In truth, what the fine print of the bill demonstrates is that the Republicans who refused to vote for the fiscal compromise had every right to be disgusted by it—that is, if you expect legislators to hold true at all to the beliefs that inspired them to run for office in the first place. The last-minute deal exposed Boehner and Senate Minority Leader Mitch McConnell as creatures of the old system, and it ripped the scab off whatever healing had occurred between the Republican traditionalists and the tea partiers since then. Make no mistake: The divide within the GOP will continue, demonstrating that the tea-party rebellion lives on in the new House.
(RELATED: How the Tea Party Raised Taxes)
Tuesday’s “no” votes represented a wide variety of views. But many GOP House members were appalled at the failure to cut spending or change traditional ways of doing business, especially what The Washington Post noted was “dozens of rider provisions that had nothing to do with the cliff” (including one that kicked over $12 billion over ten years to the renewable-energy industry; another that will benefit the owners of auto-racing tracks in the amount of $78 million; and a $1 million break for coal-mining operations on Indian lands). The House members opposed to this old way—as naïve as they often sound—make up the core of a legitimate resistance movement in American politics, one that is trying to stop the relentless tendency of U.S. government to grow ever larger and more complex, and one that remains frustrated at the continuing inability of its representatives, both Republican and Democrat, to rein that tendency in.
Under the provisions of this pork-laden, special-interest-infected bill—the “24,000 words of small type,” as the Post put it—the tax system will change, somewhat. Spending habits will not. Other than making permanent most of the Bush tax cuts, the bill only puts off a reckoning on cuts in government and the $15 trillion in debt that the tea partiers have been chasing after since they roared into power in 2010—indeed since far longer than that.
Fault them if you will as primitivist monomaniacs.
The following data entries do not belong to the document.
PR #2925, opened 2022-10-27
Link to Find has been tweaked to prevent confusion

Dom-Collins:
### Trello card

https://trello.com/c/ZbPPJxxO/3798-tweak-wording-of-training-courses-for-graduates-link-on-if-you-want-to-change-career

### Context

Background:
In Ways to Train Round 2, users misunderstood relevance of 'training courses for graduates' and they thought this was for recent graduates only.

Action:
Tweak wording of this link to make it clearer this is for anyone who already has a degree...

### DIFF
--- a/app/views/content/train-to-be-a-teacher/if-you-want-to-change-career.md
+++ b/app/views/content/train-to-be-a-teacher/if-you-want-to-change-career.md
@@ -22,7 +22,7 @@ You’ll need a degree and [qualified teacher status](/what-is-qts) (QTS) to wor
 
 [Now Teach](https://nowteach.org.uk/) is a service that specifically helps people get into teaching who are changing career.
 
-If you already have an undergraduate degree, you can [search for postgraduate teacher training courses](https://www.find-postgraduate-teacher-training.service.gov.uk/). There are specific training courses you can choose from that match your particular subject knowledge and experience.
+If you already have an undergraduate degree, you can [search for postgraduate teacher training courses](https://www.find-postgraduate-teacher-training.service.gov.uk/) to get QTS.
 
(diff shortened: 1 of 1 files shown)


app/views/content/train-to-be-a-teacher/if-you-want-to-change-career.md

Question whether they are sincere enough to surrender their own Social Security and Medicare as well as everyone else's. But many tea party-affiliated members are true believers who have a long memory of Republican betrayal as well as enmity toward the Democrats. They know that despite the “Reagan revolution” three decades ago government has only grown bigger; that the various eruptions of conservative rebellion since the Reagan era, including the Gingrich-led takeover of the House in 1994, each amounted to little more than one step forward, two steps back. (Remember David Stockman and The "Triumph of Politics"?) They know that George W. Bush blew the budget out entirely, loading up the deficit with two wars, tax cuts and Medicare spending without paying for them. (Obama barely added to this deficit himself; his mistake was in failing to understand the tidal wave of populist conservative anger headed his way, especially when he pushed for health care reform hard upon his multitrillion-dollar bailout and stimulus in 2009.)
More here:
http://nationaljournal.com/congress-legacy/why-the-tea-party-lives-on-20130102
The Tea Party loves a big government.
Spidy loves a big lie.
Stupid comparison to a household budget.
The Tea Party loves a big government.
It would appear that there is a somewhat significant number of Americans who are taxed and allowed no representation in the Halls of Congress, that is abundantly clear in the light of this grand gesture towards those with half a sense of economic propriety...
And here I just thought folks liked tea.
Chai tea is a recent discovery of mine.
I switched over to the 1775 Navy jack when they appropriated the Gadsden flag, the selfish fucks.
I prefer Ti Kwan Yin. It does not get bitter and yields several infusions, so while it may cost slightly more initially, over time, it is the most economical.
I let my freak flag fly...
Yeah . . . Formosa . . . .
Formosa my life, that is a forgotten name.
Mercy as a woman . . . what does the horned toad say about that?